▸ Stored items

--

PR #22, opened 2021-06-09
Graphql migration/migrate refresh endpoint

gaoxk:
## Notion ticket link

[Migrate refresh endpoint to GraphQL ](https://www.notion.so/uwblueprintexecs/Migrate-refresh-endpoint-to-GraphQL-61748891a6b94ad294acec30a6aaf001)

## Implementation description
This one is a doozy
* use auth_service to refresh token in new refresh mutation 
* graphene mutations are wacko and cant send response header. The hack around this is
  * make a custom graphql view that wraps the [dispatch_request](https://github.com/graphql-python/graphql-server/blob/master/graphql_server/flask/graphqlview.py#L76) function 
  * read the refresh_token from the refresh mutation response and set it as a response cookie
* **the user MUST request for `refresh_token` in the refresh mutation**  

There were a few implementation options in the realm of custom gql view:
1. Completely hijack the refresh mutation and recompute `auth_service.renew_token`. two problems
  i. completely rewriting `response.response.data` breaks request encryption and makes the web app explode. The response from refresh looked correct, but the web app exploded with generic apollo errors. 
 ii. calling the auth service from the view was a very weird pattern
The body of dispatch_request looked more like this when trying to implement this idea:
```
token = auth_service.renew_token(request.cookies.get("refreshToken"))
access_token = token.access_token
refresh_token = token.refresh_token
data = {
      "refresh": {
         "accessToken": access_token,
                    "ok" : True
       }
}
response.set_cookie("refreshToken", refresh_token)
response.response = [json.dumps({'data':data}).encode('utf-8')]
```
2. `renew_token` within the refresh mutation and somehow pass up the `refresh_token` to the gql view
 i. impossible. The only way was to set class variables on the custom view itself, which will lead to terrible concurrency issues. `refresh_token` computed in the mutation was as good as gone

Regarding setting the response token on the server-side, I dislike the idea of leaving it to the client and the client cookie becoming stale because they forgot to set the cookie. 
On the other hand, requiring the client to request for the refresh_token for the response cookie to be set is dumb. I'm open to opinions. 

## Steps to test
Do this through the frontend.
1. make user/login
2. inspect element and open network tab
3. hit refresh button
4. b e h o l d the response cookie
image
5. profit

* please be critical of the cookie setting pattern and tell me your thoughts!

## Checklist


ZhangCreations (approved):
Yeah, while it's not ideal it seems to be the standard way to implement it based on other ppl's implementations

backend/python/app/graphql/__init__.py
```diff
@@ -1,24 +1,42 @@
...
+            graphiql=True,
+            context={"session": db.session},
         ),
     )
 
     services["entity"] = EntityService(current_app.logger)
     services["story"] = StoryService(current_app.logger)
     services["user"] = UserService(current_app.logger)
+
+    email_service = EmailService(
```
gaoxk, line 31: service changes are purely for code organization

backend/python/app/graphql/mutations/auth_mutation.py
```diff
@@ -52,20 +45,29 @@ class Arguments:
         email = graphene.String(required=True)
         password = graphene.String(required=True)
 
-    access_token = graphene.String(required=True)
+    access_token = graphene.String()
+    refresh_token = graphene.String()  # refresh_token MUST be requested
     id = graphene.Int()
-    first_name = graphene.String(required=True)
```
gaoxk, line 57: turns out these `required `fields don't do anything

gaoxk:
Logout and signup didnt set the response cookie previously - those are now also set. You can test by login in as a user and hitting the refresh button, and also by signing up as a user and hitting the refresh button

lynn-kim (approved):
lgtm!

--

▸ Your goal
Copy out each line of the data above, exactly, if it lies between the line holding "The body of" and the line holding "i. impossible. The", inclusive; copy no other line.

▸ Answer section
The body of dispatch_request looked more like this when trying to implement this idea:
```
token = auth_service.renew_token(request.cookies.get("refreshToken"))
access_token = token.access_token
refresh_token = token.refresh_token
data = {
      "refresh": {
         "accessToken": access_token,
                    "ok" : True
       }
}
response.set_cookie("refreshToken", refresh_token)
response.response = [json.dumps({'data':data}).encode('utf-8')]
```
2. `renew_token` within the refresh mutation and somehow pass up the `refresh_token` to the gql view
 i. impossible. The only way was to set class variables on the custom view itself, which will lead to terrible concurrency issues. `refresh_token` computed in the mutation was as good as gone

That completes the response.